The other day I was solving an Exercism.io exercise that involved calculating
the frequency of letters in multiple texts in parallel using only a specific
number of "workers". This same exercise helped me stumble into
Task.async_stream/3
and Task.async_stream/5
.
For those unfamiliar with the Task
module here's the description you can find on Elixir's documentation:
Conveniences for spawning and awaiting tasks. Tasks are processes meant to execute one particular action throughout their lifetime, often with little or no communication with other processes. The most common use case for tasks is to convert sequential code into concurrent code by computing a value asynchronously.
Let's say we want to increase a list of numbers by 1 in parallel, up until now I'd mainly use the Task module in the following way to accomplish this task:
1..10
|> Enum.map(fn(number) -> Task.async(fn -> number + 1 end) end)
|> Enum.map(fn(task) -> Task.await(task) end)
This is a little cumbersome because you basically have to define a nested anonymous function, the one inside the first call to Enum.map
, and you have to basically make two function calls to start the task and fetch the result. First, we create the task with Task.async
, and then we fetch the result using Task.await
.
Luckily, Task.async_stream
let us do this in a more simple, cleaner way.
Using Task.async_stream
will allow you to create a stream of asynchronous
tasks, where each task will run a specific function on each element of the
provided enumerable, in this case, the list of numbers.

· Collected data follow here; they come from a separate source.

PR #197, opened 2026-07-14
feat: add undo/redo for grid edits via Y.UndoManager

### LINKED ISSUE #79: Feature: add undo/redo for grid edits (Y.UndoManager)

NilsR0711:
## Problem

No undo/redo existed for grid edits. Drag-move, resize handles, and grid-size
changes were all one-way: a mis-drag or an accidental grid shrink could lose
layout state irrecoverably. Grid shrinks in particular are destructive by
design - `remapGridAssignments` permanently drops any assignment whose (x, y)
no longer fits the new grid.

## Solution

- Added `createSharedUndoManager` (`packages/streamwall-control-ui/src/yUndo.ts`),
  a small wrapper around `Y.UndoManager` scoped to the shared `views` doc.
  By default `Y.UndoManager` only tracks locally-originated transactions, so it
  accepts an optional `remoteOrigin` string to also track remote-applied
  updates sharing that origin.
- `useYDoc` now builds this undo manager for its doc and exposes it on
  `StreamwallConnection`.
- `ControlUI` binds `mod+z` / `mod+shift+z` (Ctrl+Z / Ctrl+Shift+Z on
  Windows/Linux, Cmd+Z / Cmd+Shift+Z on macOS) to `undo()`/`redo()`, following
  the existing `react-hotkeys-hook` pattern used by the other shortcuts.
  `enableOnFormTags` defaults to false, so this doesn't hijack native
  undo/redo while a grid-size input or other text field is focused.
- Each of the three connections (`streamwall-control-client`'s websocket
  client, `streamwall`'s Electron IPC renderer, and the dev mock harness)
  now passes its own remote-update origin string (`'server'`, `'app'`, and
  none, respectively) into `useYDoc`.

### Architecture decision: why the grid-shrink case needed `remoteOrigin`

Drag-move and swap mutate the client's own `stateDoc` directly (local
origin), so a plain `Y.UndoManager` already covers them. A grid-size change
does not: the client sends a `set-grid-size` command over the websocket, the
*main process* applies `applyGridResize` → `remapGridAssignments` on its own
authoritative doc, and only the resulting Yjs update reaches the client - as
a remote-origin update (`Y.applyUpdate(stateDoc, update, 'server'|'app')`).
Without tracking that origin, Ctrl+Z would silently do nothing for the one
case the issue explicitly calls out as needing protection. Tracking the
connection's own remote-update origin (rather than, say, all origins) keeps
undo scoped to changes this client's Streamwall connection actually applied.

## Testing performed

- New unit tests (`packages/streamwall-control-ui/src/yUndo.test.ts`),
  written test-first:
  - undoes/redoes a plain local edit (drag-move-style mutation)
  - ignores transactions from an untracked, unrelated origin
  - restores assignments dropped by a destructive grid-shrink relayed from
    the server, using the real `remapGridAssignments` and the same
    `encodeStateAsUpdate`/`applyUpdate(..., 'server')` relay pattern the
    production code uses - this is the regression test for the issue's
    specific concern
- Full workspace test suite (`npm run test --workspaces`): all packages
  green, including the new tests (control-ui: 33/33)
- `npm run typecheck --workspaces`: clean
- `eslint` / `prettier --check` on all touched files: clean
- `npm run build` (control-client): succeeds
- Manual verification in the browser via the control-client dev harness
  (`vite --config packages/streamwall-control-client/vite.config.ts`,
  `/dev.html`): dragged a stream off the wall, confirmed the cell emptied,
  pressed Ctrl+Z, confirmed the stream reappeared in its original cell.
  Also confirmed Ctrl+Z does not interfere while a grid-size text input is
  focused.

## Risks / breaking changes

None expected. `StreamwallConnection.undoManager` is a new optional field;
existing consumers are unaffected. No config or persisted-data format
changes.

Closes #79

### DIFF
--- a/packages/streamwall-control-client/src/dev.tsx
+++ b/packages/streamwall-control-client/src/dev.tsx
@@ -166,9 +166,11 @@ const demoState: StreamwallState = {
 }
 
 function useMockConnection(): StreamwallConnection {
-  const { docValue: sharedState, doc: stateDoc } = useYDoc<CollabData>([
-    'views',
-  ])
+  const {
+    docValue: sharedState,
+    doc: stateDoc,
+    undoManager,
+  } = useYDoc<CollabData>(['views'])
   const appState = useStreamwallState(demoState)
 
   useEffect(() => {
@@ -191,6 +193,7 @@ function useMockConnection(): StreamwallConnection {
     send: (msg) => console.debug('[mock send]', msg),
     sharedState,
     stateDoc,
+    undoManager,
   }
 }
 
--- a/packages/streamwall-control-client/src/index.tsx
+++ b/packages/streamwall-control-client/src/index.tsx
@@ -29,7 +29,8 @@ function useStreamwallWebsocketConnection(
     docValue: sharedState,
     doc: stateDoc,
     setDoc: setStateDoc,
-  } = useYDoc<CollabData>(['views'])
+    undoManager,
+  } = useYDoc<CollabData>(['views'], 'server')
   const [streamwallState, setStreamwallState] = useState<StreamwallState>()
   const appState = useStreamwallState(streamwallState)
 
@@ -133,6 +134,7 @@ function useStreamwallWebsocketConnection(
     send,
     sharedState,
     stateDoc,
+    undoManager,
   }
 }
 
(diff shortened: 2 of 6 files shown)


NilsR0711:
Follow-up (out of scope for this PR): filed #200 for a German confirm() string spotted in the adjacent grid-shrink guard code.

Here's how you'd implement the same example shown above but using the
Task.async_stream/3
function:
Task.async_stream(1..10, fn(number) -> number + 1 end)
Here's what I'd say is the first main advantage you get by using
Task.async_stream
, you can see that the code looks way cleaner, and is
simpler to reason about, at least for this specific example.
Furthermore, if you wish you can pass the reference to a given function in
Task.async_stream
instead of providing an anonymous function, for example:
defmodule Increaser do
def increase(number) do
number + 1
end
end
If you run the previous example on iex you'll get output similar to this:
#Function<1.111840141/2 in Task.build_stream/3>
This is because Task.async_stream
, contrary to Task.await
, uses lazy
evaluation, which means that the tasks won't be executed until you actually
need their results. However, you won't need to call Task.await
this time
around.
In order to get the result of running the tasks, you can use something like
Enum.to_list/1
:
1..10
|> Task.async_stream(fn(number) -> number + 1 end)
|> Enum.to_list()
Running this on iex will return the following output:
[ok: 2, ok: 3, ok: 4, ok: 5, ok: 6, ok: 7, ok: 8, ok: 9, ok: 10, ok: 11]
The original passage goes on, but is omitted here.